## Work required
Every entry needs to be written out again exactly.

____

PR #2085, opened 2023-10-30
Hosting CLI: use http endpoint to return deploy milestones

martinxu9:
### All Submissions:

### Type of change

### New Feature Submission:

### Changes To Core Features:

- For users with less ideal internet conditions, it's possible the websocket streaming deploy milestones get disconnected. There was no retry mechanism. Instead, hosting service adds an equivalent endpoint to query these events once. CLI can query this endpoint peridiocally.

### DIFF
--- a/reflex/utils/hosting.py
+++ b/reflex/utils/hosting.py
@@ -9,7 +9,7 @@ import re
 import time
 import uuid
 import webbrowser
-from datetime import datetime
+from datetime import datetime, timedelta
 from http import HTTPStatus
 from typing import List, Optional
 
@@ -41,6 +41,8 @@ GET_DEPLOYMENT_STATUS_ENDPOINT = f"{config.cp_backend_url}/deployments"
 GET_REGIONS_ENDPOINT = f"{config.cp_backend_url}/deployments/regions"
 # Websocket endpoint to stream logs of a deployment
 DEPLOYMENT_LOGS_ENDPOINT = f'{config.cp_backend_url.replace("http", "ws")}/deployments'
+# The HTTP endpoint to fetch logs of a deployment
+POST_DEPLOYMENT_LOGS_ENDPOINT = f"{config.cp_backend_url}/deployments/logs"
 # Expected server response time to new deployment request. In seconds.
 DEPLOYMENT_PICKUP_DELAY = 30
 # End of deployment workflow message. Used to determine if it is the last message from server.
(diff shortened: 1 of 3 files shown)


martinxu9:
@ElijahAhianyo could you help me try this PR for deploying an app? I think you ran into some issues https://discord.com/channels/1029853095527727165/1168071548817645599/1168090802740809778 I just switched out the websocket and replaced with http and retries. Let me know if it helps with this particular situation. There'll be a different PR for the overall slowness.

reflex/utils/hosting.py
```diff
@@ -726,7 +728,22 @@ def get_deployment_status(key: str) -> DeploymentStatusResponse:
...
+def convert_to_local_time_with_tz(iso_timestamp: str) -> datetime | None:
+    """Helper function to convert the iso timestamp to local time.
+
+    Args:
+        iso_timestamp: The iso timestamp to convert.
+
+    Returns:
+        The converted timestamp with timezone.
+    """
+    try:
```
picklelo, line 740: What causes this to raise an exception? Generally shouldn't catch bare Exceptions

reflex/utils/hosting.py
```diff
@@ -736,7 +753,9 @@ def convert_to_local_time(iso_timestamp: str) -> str:
         The converted timestamp string.
     """
     try:
-        local_dt = datetime.fromisoformat(iso_timestamp).astimezone()
+        local_dt = convert_to_local_time_with_tz(iso_timestamp)
+        if local_dt is None:
+            return iso_timestamp
         return local_dt.strftime("%Y-%m-%d %H:%M:%S.%f %Z")
     except Exception as ex:
```
picklelo, line 760: Same here, can we catch a more specific error / do we know why we need the catch?

reflex/utils/hosting.py
```diff
@@ -1006,6 +1025,79 @@ def log_out_on_browser():
...
+                    maybe_timestamp := convert_to_local_time_with_tz(row["timestamp"])
+                ) is not None:
+                    console.debug(
+                        f"Updating from {from_iso_timestamp} to {maybe_timestamp}"
+                    )
+                    # Add a small delta so does not poll the same logs
+                    from_iso_timestamp = maybe_timestamp + timedelta(microseconds=1e5)
+                else:
+                    console.error(f"Unable to parse timestamp {row['timestamp']}")
+                    raise ValueError
```
picklelo, line 1081: Should we specify an error in the ValueError? Also, do we want to break out of the loop here or just continue?

reflex/utils/hosting.py
martinxu9: the conversion can raise TypeError, ValueError, let me change to the more specific exception types.

reflex/utils/hosting.py
martinxu9: Actually we don't need to catch here, it's already caught in the call to convert.

reflex/utils/hosting.py
martinxu9: Good catch, we should continue here instead.

picklelo (approved):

____

## Output
PR #2085, opened 2023-10-30
Hosting CLI: use http endpoint to return deploy milestones

martinxu9:
### All Submissions:

### Type of change

### New Feature Submission:

### Changes To Core Features:

- For users with less ideal internet conditions, it's possible the websocket streaming deploy milestones get disconnected. There was no retry mechanism. Instead, hosting service adds an equivalent endpoint to query these events once. CLI can query this endpoint peridiocally.

### DIFF
--- a/reflex/utils/hosting.py
+++ b/reflex/utils/hosting.py
@@ -9,7 +9,7 @@ import re
 import time
 import uuid
 import webbrowser
-from datetime import datetime
+from datetime import datetime, timedelta
 from http import HTTPStatus
 from typing import List, Optional
 
@@ -41,6 +41,8 @@ GET_DEPLOYMENT_STATUS_ENDPOINT = f"{config.cp_backend_url}/deployments"
 GET_REGIONS_ENDPOINT = f"{config.cp_backend_url}/deployments/regions"
 # Websocket endpoint to stream logs of a deployment
 DEPLOYMENT_LOGS_ENDPOINT = f'{config.cp_backend_url.replace("http", "ws")}/deployments'
+# The HTTP endpoint to fetch logs of a deployment
+POST_DEPLOYMENT_LOGS_ENDPOINT = f"{config.cp_backend_url}/deployments/logs"
 # Expected server response time to new deployment request. In seconds.
 DEPLOYMENT_PICKUP_DELAY = 30
 # End of deployment workflow message. Used to determine if it is the last message from server.
(diff shortened: 1 of 3 files shown)


martinxu9:
@ElijahAhianyo could you help me try this PR for deploying an app? I think you ran into some issues https://discord.com/channels/1029853095527727165/1168071548817645599/1168090802740809778 I just switched out the websocket and replaced with http and retries. Let me know if it helps with this particular situation. There'll be a different PR for the overall slowness.

reflex/utils/hosting.py
```diff
@@ -726,7 +728,22 @@ def get_deployment_status(key: str) -> DeploymentStatusResponse:
...
+def convert_to_local_time_with_tz(iso_timestamp: str) -> datetime | None:
+    """Helper function to convert the iso timestamp to local time.
+
+    Args:
+        iso_timestamp: The iso timestamp to convert.
+
+    Returns:
+        The converted timestamp with timezone.
+    """
+    try:
```
picklelo, line 740: What causes this to raise an exception? Generally shouldn't catch bare Exceptions

reflex/utils/hosting.py
```diff
@@ -736,7 +753,9 @@ def convert_to_local_time(iso_timestamp: str) -> str:
         The converted timestamp string.
     """
     try:
-        local_dt = datetime.fromisoformat(iso_timestamp).astimezone()
+        local_dt = convert_to_local_time_with_tz(iso_timestamp)
+        if local_dt is None:
+            return iso_timestamp
         return local_dt.strftime("%Y-%m-%d %H:%M:%S.%f %Z")
     except Exception as ex:
```
picklelo, line 760: Same here, can we catch a more specific error / do we know why we need the catch?

reflex/utils/hosting.py
```diff
@@ -1006,6 +1025,79 @@ def log_out_on_browser():
...
+                    maybe_timestamp := convert_to_local_time_with_tz(row["timestamp"])
+                ) is not None:
+                    console.debug(
+                        f"Updating from {from_iso_timestamp} to {maybe_timestamp}"
+                    )
+                    # Add a small delta so does not poll the same logs
+                    from_iso_timestamp = maybe_timestamp + timedelta(microseconds=1e5)
+                else:
+                    console.error(f"Unable to parse timestamp {row['timestamp']}")
+                    raise ValueError
```
picklelo, line 1081: Should we specify an error in the ValueError? Also, do we want to break out of the loop here or just continue?

reflex/utils/hosting.py
martinxu9: the conversion can raise TypeError, ValueError, let me change to the more specific exception types.

reflex/utils/hosting.py
martinxu9: Actually we don't need to catch here, it's already caught in the call to convert.

reflex/utils/hosting.py
martinxu9: Good catch, we should continue here instead.

picklelo (approved):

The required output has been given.